● **RECORDS FOR THE TASK**
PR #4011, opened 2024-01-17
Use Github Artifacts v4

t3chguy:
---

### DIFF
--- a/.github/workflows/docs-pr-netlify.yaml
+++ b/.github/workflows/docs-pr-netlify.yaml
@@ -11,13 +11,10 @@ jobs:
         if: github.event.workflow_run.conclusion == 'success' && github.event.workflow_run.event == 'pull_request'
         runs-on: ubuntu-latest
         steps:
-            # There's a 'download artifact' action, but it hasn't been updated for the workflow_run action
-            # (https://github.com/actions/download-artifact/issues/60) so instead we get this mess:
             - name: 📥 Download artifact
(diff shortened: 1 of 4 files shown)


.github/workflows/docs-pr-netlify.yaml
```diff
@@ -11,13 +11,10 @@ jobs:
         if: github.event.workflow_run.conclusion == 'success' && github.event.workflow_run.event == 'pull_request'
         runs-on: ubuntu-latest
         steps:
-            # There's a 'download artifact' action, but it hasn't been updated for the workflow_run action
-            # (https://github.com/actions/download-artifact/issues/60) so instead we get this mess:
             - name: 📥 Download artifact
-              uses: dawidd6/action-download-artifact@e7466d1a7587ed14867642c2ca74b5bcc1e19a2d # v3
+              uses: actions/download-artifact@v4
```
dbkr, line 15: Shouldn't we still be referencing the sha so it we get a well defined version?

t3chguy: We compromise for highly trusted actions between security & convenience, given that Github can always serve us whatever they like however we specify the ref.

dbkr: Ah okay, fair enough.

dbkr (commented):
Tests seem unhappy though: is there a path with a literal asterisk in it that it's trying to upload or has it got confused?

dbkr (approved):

● **WHAT IS EXPECTED**
When transcribing the data, keep every line exactly as it is.

● **FINISHED TASK**
PR #4011, opened 2024-01-17
Use Github Artifacts v4

t3chguy:
---

### DIFF
--- a/.github/workflows/docs-pr-netlify.yaml
+++ b/.github/workflows/docs-pr-netlify.yaml
@@ -11,13 +11,10 @@ jobs:
         if: github.event.workflow_run.conclusion == 'success' && github.event.workflow_run.event == 'pull_request'
         runs-on: ubuntu-latest
         steps:
-            # There's a 'download artifact' action, but it hasn't been updated for the workflow_run action
-            # (https://github.com/actions/download-artifact/issues/60) so instead we get this mess:
             - name: 📥 Download artifact
(diff shortened: 1 of 4 files shown)


.github/workflows/docs-pr-netlify.yaml
```diff
@@ -11,13 +11,10 @@ jobs:
         if: github.event.workflow_run.conclusion == 'success' && github.event.workflow_run.event == 'pull_request'
         runs-on: ubuntu-latest
         steps:
-            # There's a 'download artifact' action, but it hasn't been updated for the workflow_run action
-            # (https://github.com/actions/download-artifact/issues/60) so instead we get this mess:
             - name: 📥 Download artifact
-              uses: dawidd6/action-download-artifact@e7466d1a7587ed14867642c2ca74b5bcc1e19a2d # v3
+              uses: actions/download-artifact@v4
```
dbkr, line 15: Shouldn't we still be referencing the sha so it we get a well defined version?

t3chguy: We compromise for highly trusted actions between security & convenience, given that Github can always serve us whatever they like however we specify the ref.

dbkr: Ah okay, fair enough.

dbkr (commented):
Tests seem unhappy though: is there a path with a literal asterisk in it that it's trying to upload or has it got confused?

dbkr (approved):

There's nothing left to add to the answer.